Russell Sushila, Viswanathan Shonima A, Shankar SatyaRaj, Mammen Priya M, Russell Paul S S
Department of Psychiatry, Child and Adolescent Psychiatry Unit, Christian Medical College, Vellore, Tamil Nadu, India.
J Family Med Prim Care. 2019 May;8(5):1748-1751. doi: 10.4103/jfmpc.jfmpc_152_19.
Adolescent Depression (AD) although is widely prevalent and is a prioritized disorder, it is under-diagnosed and under reported in primary-care. We document the post-test probability of three measures and select the best measure for identifying AD in primary-care settings in India based on the clinical utility.

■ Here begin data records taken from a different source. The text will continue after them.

PR #287, opened 2022-02-17
Tests for `[[device_has]]` attribute from optional kernel features 

andreyromanof:
This PR provides tests for optional kernel features.
Test decorates kernel or function invoked by the kernel with the attribute `[[sycl::device_has(aspect)]]` and expected exception if a device doesn't support aspect, otherwise expect no throw. 

Depends on:
- https://github.com/KhronosGroup/SYCL-CTS/pull/296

Three measures have been validated in India for AD and thus can be further evaluated for primary-care use; we calculated the positive (+PTP) and negative (-PTP) post-test probability from the prevalence of AD in India for Beck Depression Inventory-21 item version (BDI-21), Patient Health Questionnaire-9 item version (PHQ-9), and Children's Depression Rating Scale-Revised version (CDRS-R) using the Bayes theorem. The usefulness of the measure was defined based on the odds ratio (OR) of +PTP (OR > 3) and -PTP (OR < 0.1).
The +PTP and -PTP for BDI-21 was 43% (95%CI = 40, 45%; OR = 0.7) and 25% (95%CI = 13, 43%; OR = 0.3) respectively. Similarly, the +PTP and - PTP for PHQ-9 was 74% (95%CI = 66, 81%; OR = 2.9) and 10% (95%CI = 6, 17%; OR = 0.1). Finally, +PTP and - PTP for CDRS-R was 78% (95%CI = 69, 84%; OR = 3.5) and 12% (95%CI = 7, 18%; OR = 0.1). Only CDRS-R achieved the useful decided as can be seen in the Fagan's Nomograms.
This research provides the evidence base for selecting CDRS-R as the screening measure, for Adolescent Depression, for clinical use in Primary-care settings in India.
青少年抑郁症(AD)虽然广泛流行且是一种重点关注的疾病,但在初级保健中诊断不足且报告较少。我们记录了三种测量方法的验后概率,并根据临床实用性选择在印度初级保健环境中识别青少年抑郁症的最佳测量方法。
在印度已经验证了三种用于青少年抑郁症的测量方法,因此可以进一步评估其在初级保健中的应用;我们使用贝叶斯定理,根据印度青少年抑郁症的患病率计算了贝克抑郁量表21项版本(BDI-21)、患者健康问卷9项版本(PHQ-9)和儿童抑郁评定量表修订版(CDRS-R)的阳性验后概率(+PTP)和阴性验后概率(-PTP)。根据+PTP的优势比(OR>3)和-PTP的优势比(OR<0.1)来定义测量方法的有用性。
BDI-21的+PTP和-PTP分别为43%(95%CI=40,45%;OR=0.7)和25%(95%CI=13,43%;OR=0.3)。同样,PHQ-9的+PTP和-PTP分别为74%(95%CI=66,81%;OR=2.9)和10%(95%CI=6,17%;OR=0.1)。最后,CDRS-R的+PTP和-PTP分别为78%(95%CI=69,84%;OR=3.5)和12%(95%CI=7,18%;OR=0.1)。如在费根列线图中所见,只有CDRS-R达到了有用性的判定标准。
本研究为选择CDRS-R作为印度初级保健环境中青少年抑郁症的筛查测量方法提供了证据基础。